What to work on >>
When the word "convention" shows up in a line of the data below, copy that whole line.

Available data >>
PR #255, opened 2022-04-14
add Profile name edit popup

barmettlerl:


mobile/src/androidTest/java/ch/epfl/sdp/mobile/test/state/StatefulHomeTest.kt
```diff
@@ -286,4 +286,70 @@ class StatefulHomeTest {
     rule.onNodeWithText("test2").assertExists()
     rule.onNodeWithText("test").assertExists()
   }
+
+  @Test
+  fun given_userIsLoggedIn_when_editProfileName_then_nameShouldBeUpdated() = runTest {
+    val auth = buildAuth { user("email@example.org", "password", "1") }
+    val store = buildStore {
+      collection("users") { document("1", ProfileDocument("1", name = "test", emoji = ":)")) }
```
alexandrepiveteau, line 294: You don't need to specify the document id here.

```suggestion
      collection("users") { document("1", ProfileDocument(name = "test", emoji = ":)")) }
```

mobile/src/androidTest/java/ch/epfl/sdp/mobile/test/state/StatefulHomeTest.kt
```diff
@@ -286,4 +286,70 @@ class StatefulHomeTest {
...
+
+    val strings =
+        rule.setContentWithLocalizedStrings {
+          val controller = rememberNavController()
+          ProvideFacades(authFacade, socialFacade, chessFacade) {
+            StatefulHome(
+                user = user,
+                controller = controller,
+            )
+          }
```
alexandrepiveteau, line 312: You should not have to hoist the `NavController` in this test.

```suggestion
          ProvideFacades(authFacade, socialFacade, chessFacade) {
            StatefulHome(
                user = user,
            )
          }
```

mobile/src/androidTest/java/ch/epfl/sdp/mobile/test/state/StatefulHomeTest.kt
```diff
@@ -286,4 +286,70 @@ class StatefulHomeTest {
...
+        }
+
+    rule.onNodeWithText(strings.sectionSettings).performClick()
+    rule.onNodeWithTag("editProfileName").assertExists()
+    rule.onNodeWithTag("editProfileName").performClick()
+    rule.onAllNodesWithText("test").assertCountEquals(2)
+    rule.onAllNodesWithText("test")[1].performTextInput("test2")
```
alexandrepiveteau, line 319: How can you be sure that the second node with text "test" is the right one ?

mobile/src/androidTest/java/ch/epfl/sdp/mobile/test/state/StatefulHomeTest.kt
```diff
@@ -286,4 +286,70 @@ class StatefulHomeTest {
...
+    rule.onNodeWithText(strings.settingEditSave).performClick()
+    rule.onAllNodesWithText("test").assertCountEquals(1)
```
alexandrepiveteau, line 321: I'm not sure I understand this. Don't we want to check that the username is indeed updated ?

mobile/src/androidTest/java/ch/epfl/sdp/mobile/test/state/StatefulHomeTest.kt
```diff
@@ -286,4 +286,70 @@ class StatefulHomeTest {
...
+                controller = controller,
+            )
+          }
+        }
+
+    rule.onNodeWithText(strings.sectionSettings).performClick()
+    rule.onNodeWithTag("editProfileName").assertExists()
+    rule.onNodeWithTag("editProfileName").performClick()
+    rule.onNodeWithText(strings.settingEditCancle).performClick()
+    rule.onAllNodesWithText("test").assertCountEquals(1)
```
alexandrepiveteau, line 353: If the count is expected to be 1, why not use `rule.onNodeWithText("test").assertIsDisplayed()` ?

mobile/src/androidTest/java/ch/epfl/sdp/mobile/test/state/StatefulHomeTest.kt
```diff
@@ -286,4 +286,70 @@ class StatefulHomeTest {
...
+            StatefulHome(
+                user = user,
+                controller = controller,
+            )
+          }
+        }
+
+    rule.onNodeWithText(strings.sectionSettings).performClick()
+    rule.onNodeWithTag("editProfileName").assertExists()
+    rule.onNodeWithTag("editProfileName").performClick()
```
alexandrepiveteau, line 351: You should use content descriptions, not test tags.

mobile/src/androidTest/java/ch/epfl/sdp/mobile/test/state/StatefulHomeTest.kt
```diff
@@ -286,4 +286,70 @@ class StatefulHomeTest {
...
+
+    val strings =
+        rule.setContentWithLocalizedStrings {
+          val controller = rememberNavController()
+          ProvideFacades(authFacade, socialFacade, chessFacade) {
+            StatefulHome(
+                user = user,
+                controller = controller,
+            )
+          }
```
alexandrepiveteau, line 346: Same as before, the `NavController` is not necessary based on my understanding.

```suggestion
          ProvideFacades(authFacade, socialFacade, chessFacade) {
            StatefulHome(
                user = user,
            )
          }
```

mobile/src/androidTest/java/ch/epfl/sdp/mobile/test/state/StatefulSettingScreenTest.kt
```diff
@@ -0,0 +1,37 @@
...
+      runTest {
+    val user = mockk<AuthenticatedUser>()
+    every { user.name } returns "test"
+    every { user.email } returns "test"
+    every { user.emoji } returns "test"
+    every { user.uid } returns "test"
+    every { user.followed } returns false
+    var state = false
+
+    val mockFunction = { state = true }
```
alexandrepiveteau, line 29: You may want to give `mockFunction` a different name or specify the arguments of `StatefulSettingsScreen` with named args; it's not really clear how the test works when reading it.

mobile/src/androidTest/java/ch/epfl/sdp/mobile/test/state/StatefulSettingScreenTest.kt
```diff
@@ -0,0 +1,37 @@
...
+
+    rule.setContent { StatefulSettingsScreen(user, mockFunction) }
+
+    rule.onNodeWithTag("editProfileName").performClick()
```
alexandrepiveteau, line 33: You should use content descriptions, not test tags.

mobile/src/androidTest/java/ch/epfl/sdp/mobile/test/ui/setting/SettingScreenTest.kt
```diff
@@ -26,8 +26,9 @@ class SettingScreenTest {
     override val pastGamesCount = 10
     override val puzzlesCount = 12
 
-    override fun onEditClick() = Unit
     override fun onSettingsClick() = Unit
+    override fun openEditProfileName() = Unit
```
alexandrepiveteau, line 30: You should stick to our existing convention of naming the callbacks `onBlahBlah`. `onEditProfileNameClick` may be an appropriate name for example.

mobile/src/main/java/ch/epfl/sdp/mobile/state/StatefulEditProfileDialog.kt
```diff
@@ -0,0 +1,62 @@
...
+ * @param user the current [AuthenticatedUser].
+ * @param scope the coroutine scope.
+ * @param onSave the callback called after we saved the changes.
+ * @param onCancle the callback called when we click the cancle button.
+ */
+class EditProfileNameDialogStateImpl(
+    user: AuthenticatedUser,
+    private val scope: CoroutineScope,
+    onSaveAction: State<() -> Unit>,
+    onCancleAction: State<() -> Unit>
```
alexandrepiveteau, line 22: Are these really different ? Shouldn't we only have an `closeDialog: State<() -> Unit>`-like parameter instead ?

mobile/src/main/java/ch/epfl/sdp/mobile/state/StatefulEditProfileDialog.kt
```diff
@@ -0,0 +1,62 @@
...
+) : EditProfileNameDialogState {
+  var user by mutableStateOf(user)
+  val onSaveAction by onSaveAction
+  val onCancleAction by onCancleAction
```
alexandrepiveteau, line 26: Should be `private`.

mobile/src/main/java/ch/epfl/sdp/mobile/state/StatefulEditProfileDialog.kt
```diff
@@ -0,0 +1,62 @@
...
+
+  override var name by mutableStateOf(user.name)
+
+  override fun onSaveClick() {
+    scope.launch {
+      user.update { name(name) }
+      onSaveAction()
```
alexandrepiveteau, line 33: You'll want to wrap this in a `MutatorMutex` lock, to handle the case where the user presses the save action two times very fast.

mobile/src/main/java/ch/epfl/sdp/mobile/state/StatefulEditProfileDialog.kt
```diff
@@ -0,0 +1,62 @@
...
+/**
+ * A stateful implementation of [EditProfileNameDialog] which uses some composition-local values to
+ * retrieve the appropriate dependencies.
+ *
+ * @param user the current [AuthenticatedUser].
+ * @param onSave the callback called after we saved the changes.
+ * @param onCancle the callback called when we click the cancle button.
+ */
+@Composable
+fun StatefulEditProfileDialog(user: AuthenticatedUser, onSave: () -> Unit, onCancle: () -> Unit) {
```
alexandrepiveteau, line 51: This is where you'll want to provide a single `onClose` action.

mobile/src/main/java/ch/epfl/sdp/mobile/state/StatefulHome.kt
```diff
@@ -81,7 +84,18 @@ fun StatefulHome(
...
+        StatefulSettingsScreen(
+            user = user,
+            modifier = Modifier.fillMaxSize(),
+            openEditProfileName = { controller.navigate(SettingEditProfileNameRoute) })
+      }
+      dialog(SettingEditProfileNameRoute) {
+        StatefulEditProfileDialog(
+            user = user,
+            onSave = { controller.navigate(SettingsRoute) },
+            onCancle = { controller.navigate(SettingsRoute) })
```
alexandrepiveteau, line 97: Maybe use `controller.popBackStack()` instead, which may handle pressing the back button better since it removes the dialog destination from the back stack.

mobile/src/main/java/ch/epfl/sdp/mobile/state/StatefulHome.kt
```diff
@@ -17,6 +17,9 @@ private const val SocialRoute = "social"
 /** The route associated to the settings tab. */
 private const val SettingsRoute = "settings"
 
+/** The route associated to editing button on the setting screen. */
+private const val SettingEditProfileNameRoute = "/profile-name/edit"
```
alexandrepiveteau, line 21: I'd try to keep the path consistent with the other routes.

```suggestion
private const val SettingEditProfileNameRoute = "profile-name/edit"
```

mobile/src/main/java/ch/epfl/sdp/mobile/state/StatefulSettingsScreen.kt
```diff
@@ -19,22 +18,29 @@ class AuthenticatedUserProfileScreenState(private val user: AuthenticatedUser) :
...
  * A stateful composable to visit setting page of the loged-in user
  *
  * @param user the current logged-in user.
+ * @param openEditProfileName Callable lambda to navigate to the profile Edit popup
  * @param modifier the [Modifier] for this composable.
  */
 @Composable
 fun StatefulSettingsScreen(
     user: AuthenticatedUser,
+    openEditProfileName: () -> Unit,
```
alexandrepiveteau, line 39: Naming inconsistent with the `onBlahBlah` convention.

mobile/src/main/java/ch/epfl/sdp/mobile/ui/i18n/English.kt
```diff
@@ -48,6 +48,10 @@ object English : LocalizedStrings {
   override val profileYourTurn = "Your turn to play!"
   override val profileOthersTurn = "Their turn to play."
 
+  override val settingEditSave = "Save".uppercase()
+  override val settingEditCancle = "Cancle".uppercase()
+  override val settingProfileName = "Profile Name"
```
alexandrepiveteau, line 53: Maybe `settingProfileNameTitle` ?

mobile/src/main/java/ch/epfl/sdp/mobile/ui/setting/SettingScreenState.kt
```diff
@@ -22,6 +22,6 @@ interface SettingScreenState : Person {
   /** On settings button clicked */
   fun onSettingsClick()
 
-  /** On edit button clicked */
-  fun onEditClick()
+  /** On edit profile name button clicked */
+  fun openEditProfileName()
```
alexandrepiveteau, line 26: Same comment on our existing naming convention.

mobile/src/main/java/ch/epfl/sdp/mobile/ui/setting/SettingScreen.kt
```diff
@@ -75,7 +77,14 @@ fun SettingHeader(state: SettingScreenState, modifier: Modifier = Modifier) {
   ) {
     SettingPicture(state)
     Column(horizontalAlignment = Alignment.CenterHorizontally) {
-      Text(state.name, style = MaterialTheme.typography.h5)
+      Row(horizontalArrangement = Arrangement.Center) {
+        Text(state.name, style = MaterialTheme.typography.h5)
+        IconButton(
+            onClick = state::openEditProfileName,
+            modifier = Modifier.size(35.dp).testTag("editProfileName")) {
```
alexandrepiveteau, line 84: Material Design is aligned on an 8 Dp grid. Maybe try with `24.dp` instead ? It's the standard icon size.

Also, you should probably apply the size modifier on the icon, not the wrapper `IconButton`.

Response >>
alexandrepiveteau, line 30: You should stick to our existing convention of naming the callbacks `onBlahBlah`. `onEditProfileNameClick` may be an appropriate name for example.
alexandrepiveteau, line 39: Naming inconsistent with the `onBlahBlah` convention.
alexandrepiveteau, line 26: Same comment on our existing naming convention.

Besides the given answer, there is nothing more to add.